The photography and music are gorgeous, and Julie does a fantastic job as Bathsheba Everdene. She's not the only actor who is great in it: Alan Bates, Peter Finch, Terence Stamp, and all the actors playing the rural characters who live in and around Bathsheba's farm in her little corner of Wessex are brilliant.

The old songs are so beautiful, like "The Bold Grendadier" and "Through Bushes and Briars." Lovely and sad. I haven't seen it in years, but the cruel rainwater draining from the church and flooding poor Fanny's grave, oh my god.

I also really like "Petulia, " a period piece of a different kind that captures the bright, sparkly San Francisco that I remember from early childhood (circa 1968). Lots of my favorite childhood spots are used so vividly, from the Japanese Tea Gardens to Fort Point to the little houseboats in Sausalito.

The story went over my head when I saw "Petulia" for the first time at about age 10, but now I understand the suffering and misunderstandings in the story and love it even more. Again, the gorgeous photography is by Nick Roeg. Julie is especially beautiful, and all the actors do a fantastic job.

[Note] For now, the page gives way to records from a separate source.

PR #362, opened 2025-08-29
reduce unit test duration

naftaly:


Tests/EmbraceCoreTests/Session/SessionControllerTests.swift
```diff
@@ -215,6 +217,16 @@ final class SessionControllerTests: XCTestCase {
...
+    func wait(_ until: () -> Bool) {
+        // Here, we end up having to wait for the DefaultSession uploader which
+        // isn't set up to give us a completion, so we'll fake it 'till we make it.
+        let maxTimes = 200  // 2 seconds basically
+        for _ in 0..<maxTimes {
+            wait(delay: 0.01)
+            if until() { return }
+        }
+    }
+
```
ArielDemarco: There's a similar function in `TestSupport`:
```swift
public func wait(timeout: TimeInterval = .defaultTimeout, interval: TimeInterval = 0.1, until block: @escaping () throws -> Bool)
```

Tests/ThirdParty/EmbraceCrashlyticsSupportTests/CrashlyticsReporterTests.swift
```diff
@@ -66,6 +66,6 @@ class CrashlyticsReporterTests: XCTestCase {
         NotificationCenter.default.post(name: Notification.Name("networkRequestCaptured"), object: task)
 
         // then a report is not generated
-        wait(for: [expectation], timeout: .veryLongTimeout)
+        wait(for: [expectation], timeout: 0.05)
```
ArielDemarco:
```suggestion
        wait(for: [expectation], timeout: .shortTimeout)
```

Tests/EmbraceCoreTests/Session/SessionControllerTests.swift
naftaly: the largest difference between the two is the closure which is escaping. I've changed it to use the one we already have.

Tests/ThirdParty/EmbraceCrashlyticsSupportTests/CrashlyticsReporterTests.swift
naftaly: I added `veryShortTimeout = 0.05`

PR #363, opened 2025-08-29
[EASY] Concurrency and lock improvements

naftaly:
I added comments inline for each change.

### DIFF
--- a/Sources/EmbraceConfigInternal/EmbraceConfig.swift
+++ b/Sources/EmbraceConfigInternal/EmbraceConfig.swift
@@ -77,9 +77,7 @@ public class EmbraceConfig {
                 self?.lastUpdateTime = Date().timeIntervalSince1970
 
                 if didChange {
-                    DispatchQueue.global(qos: .default).async {
-                        self?.notificationCenter.post(name: .embraceConfigUpdated, object: self?.configurable)
-                    }
+                    self?.notificationCenter.post(name: .embraceConfigUpdated, object: self?.configurable)
                 }
             }
         }


Sources/EmbraceCommonInternal/Protocols/DispatchableQueue.swift
```diff
@@ -35,6 +35,8 @@ extension DispatchableQueue where Self == DefaultDispatchableQueue {
         qos: DispatchQoS = .unspecified,
         attributes: DispatchQueue.Attributes = []
     ) -> DispatchableQueue {
-        DefaultDispatchableQueue(queue: .init(label: label, qos: qos, attributes: attributes))
+        DefaultDispatchableQueue(
+            queue: DispatchQueue(label: label, qos: qos, attributes: attributes, autoreleaseFrequency: .workItem)
```
naftaly, line 39: Default to autorelease pools around each block. It's the recommended way to go about it.

Sources/EmbraceConfigInternal/EmbraceConfig.swift
```diff
@@ -30,7 +30,7 @@ public class EmbraceConfig {
         options: Options,
         notificationCenter: NotificationCenter,
         logger: InternalLogger,
-        queue: DispatchableQueue = .with(label: "com.embrace.config", attributes: .concurrent)
+        queue: DispatchableQueue = .with(label: "com.embrace.config")
```
naftaly, line 33: Made the queue serial. This queue is simply used to update changes to remote configs and we don't want multiples at the same time.

Sources/EmbraceConfigInternal/EmbraceConfig.swift
```diff
@@ -77,7 +77,9 @@ public class EmbraceConfig {
                 self?.lastUpdateTime = Date().timeIntervalSince1970
 
                 if didChange {
-                    self?.notificationCenter.post(name: .embraceConfigUpdated, object: self?.configurable)
+                    DispatchQueue.global(qos: .default).async {
```
naftaly: Don't give external users access to our internal queue.

Sources/EmbraceCore/Internal/Embrace+Setup.swift
```diff
@@ -91,7 +91,7 @@ extension Embrace {
 
         do {
             let options = EmbraceUpload.Options(endpoints: uploadEndpoints, cache: cache, metadata: metadata)
-            let queue = DispatchQueue(label: "com.embrace.upload", qos: .background, attributes: .concurrent)
+            let queue = DispatchQueue(label: "com.embrace.upload", qos: .utility)
```
naftaly, line 94: Made the queue .utility. The `.background` queue might not run in certain circumstances like the app being in the background (yeah, I know it's weird) or other low power/memory situations.

Sources/EmbraceUploadInternal/Operations/AsyncOperation.swift
```diff
@@ -4,8 +4,12 @@
 
 import Foundation
 
+#if !EMBRACE_COCOAPOD_BUILDING_SDK
+    import EmbraceCommonInternal
+#endif
+
 class AsyncOperation: Operation, @unchecked Sendable {
-    private let lockQueue = DispatchQueue(label: "com.embrace.asyncoperation", attributes: .concurrent)
+    private let lock = ReadWriteLock()
```
naftaly, line 12: Moved away from a queue and instead use a pthread r/w lock.

Sources/EmbraceConfigInternal/EmbraceConfig.swift
ArielDemarco: In which way they have access? The `notificationCenter` used here is the private one generated inside Embrace (`Embrace.notificationCenter`); only internal objects that use that reference are going to receive notifications

naftaly: ha, interesting, I've almost never seen that done before. cool trick. What if someday it changes and some other Notification Center is passed in?

naftaly: I changed it back to the way it was.

ArielDemarco (approved):

PR #367, opened 2025-09-02
Pull Request Performance Regression Testing CI

naftaly:
This PR creates a very simple Github action that takes in a set of tests, and compares them between this PR and main and spits out a comment like [this one](https://github.com/embrace-io/embrace-apple-sdk/pull/367#issuecomment-3249806196).

To add tests, simply go to `run-perf.yml` and add new tests to the `TESTS` env var, one per line. The tests are the `xcodebuild` format `<module>/<class>/<test>` and you can leave out any of those pieces to get all the tests in a group.

```
env:
  TESTS: |
    EmbraceIOTests
    EmbraceIOTests/PerformanceTests
    EmbraceIOTests/PerformanceTests/test_embraceStartBasic
```

Maybe in the future we'll drop this list in a file in the repo as to not update the action everytime.

### DIFF
--- a/.github/workflows/run-perf.yml
+++ b/.github/workflows/run-perf.yml
@@ -145,9 +145,6 @@ jobs:
                 owner: context.repo.owner,
                 repo: context.repo.repo,
                 issue_number: context.issue.number,
-               body,
+                body,
               });
             }
-
-                
-
--- a/.github/workflows/run-perf.yml
+++ b/.github/workflows/run-perf.yml
@@ -12,10 +12,6 @@ concurrency:
   group: ${{ github.workflow }}-${{ github.event.pull_request.number || github.ref }}
   cancel-in-progress: true
 
-defaults:
-  run:
-    shell: bash -euo pipefail
-
 env:
   TESTS: |
     EmbraceIOTests/PerformanceTests
--- a/.github/workflows/run-perf.yml
+++ b/.github/workflows/run-perf.yml
@@ -1,0 +1,149 @@
+name: Perf Check
+
+on:
+  pull_request:
+  workflow_dispatch:
+
+permissions:
+  pull-requests: write
+  contents: read
+
+env:
+  TESTS: |
+    EmbraceIOTests/PerformanceTests
+
+jobs:
+  perf:
+    runs-on: macos-latest
+    
+    steps:
+
+      # checkout this PR branch
+      - name: Checkout PR
+        uses: actions/checkout@v4
+        with:
+          persist-credentials: false
+      
+      - name: Copy perf test binary
+        run: 
+          cp bin/perf /tmp/perf || true
+          chmod +x tmp/perf || true
+
+      - name: Run PR perf tests
+        id: perfpr
+        run: |
+          /tmp/perf >perf.txt
+          echo "out<<EOF" >> "$GITHUB_OUTPUT"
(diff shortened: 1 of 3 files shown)


.github/workflows/run-perf.yml
```diff
@@ -0,0 +1,149 @@
...
+
+      # checkout this PR branch
+      - name: Checkout PR
+        uses: actions/checkout@v4
+        with:
+          persist-credentials: false
+      
+      - name: Copy perf test binary
+        run: 
+          cp bin/perf /tmp/perf || true
```
fnewberg: 1. we should have this explicitly fail if the copy fails rather than hide it with `|| true`
2. why do we have to copy this to /tmp?

.github/workflows/run-perf.yml
```diff
@@ -0,0 +1,149 @@
...
+          chmod +x tmp/perf || true
```
fnewberg:
```suggestion
          chmod +x /tmp/perf || true
```

.github/workflows/run-perf.yml
```diff
@@ -0,0 +1,149 @@
...
+
+      - name: Run PR perf tests
+        id: perfpr
+        run: |
+          /tmp/perf >perf.txt
```
fnewberg, line 39: does it matter if we write to the same file for the PR and main, or is that irrelevant since we're appending the data to $GITHUB_OUTPUT?

.github/workflows/run-perf.yml
ArielDemarco:
```suggestion
          chmod +x /tmp/perf || true
```

.github/workflows/run-perf.yml
```diff
@@ -0,0 +1,150 @@
...
+    steps:
+
+      # checkout this PR branch
+      - name: Checkout PR
+        uses: actions/checkout@v4
+        with:
+          persist-credentials: false
+      
+      - name: Copy perf test binary
+        run: |
```
fnewberg, line 32: to avoid having to set `set -eou pipefail` in every bash section in the workflow, i think it makes sense to add

```
defaults:
  run:
    shell: bash -euo pipefail
    ```

.github/workflows/run-perf.yml
naftaly: 1. Can do, didn't think mattered too much as the rest will fail quickly afterwards.
2. Two reasons. First is so both runs use the same binary. Second, in case the other branch doesn't have it yet as is the case now.

.github/workflows/run-perf.yml
naftaly: `$GITHUB_OUTPUT` is setup so that anything that pushed to it goes to a slot based on the `id`, so it doesn't matter.

.github/workflows/run-perf.yml
naftaly: I just tried that and everything started failing on me. Typical ChatGTP thinking things will work until everything is broken :)

fnewberg: oh interesting. and i was all excited thinking that you could do that since it makes things boilerplate-y 😂

naftaly: There's probably a way if we get AI to focus on it.

PR #368, opened 2025-09-04
[EMBR-7724][UI_TESTS_APP] Add tests to measure performance impact of exporting Spans and Logs on an app.

ferdraghi:
Adds a screen that stress tests the sdk running hashing operations while exporting spans or logs and measures how long it takes vs running the same operations without exporting anything.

The woman playing the doctor's ex-wife made a great impression on me at the time. I saw mothers of my schoolmates end up lost and broken, just like her, in the late 60s/early 70s, after their husbands took up with Werner Erhard or drugs or flower children, and these pathetic, scorned housewives were left spinning in the void and nauseous with vertigo.

Julie always does such wonderful work. It's hard to choose favorites. I like "Afterglow" a lot, too.
Craig/The Tribe Went Blind.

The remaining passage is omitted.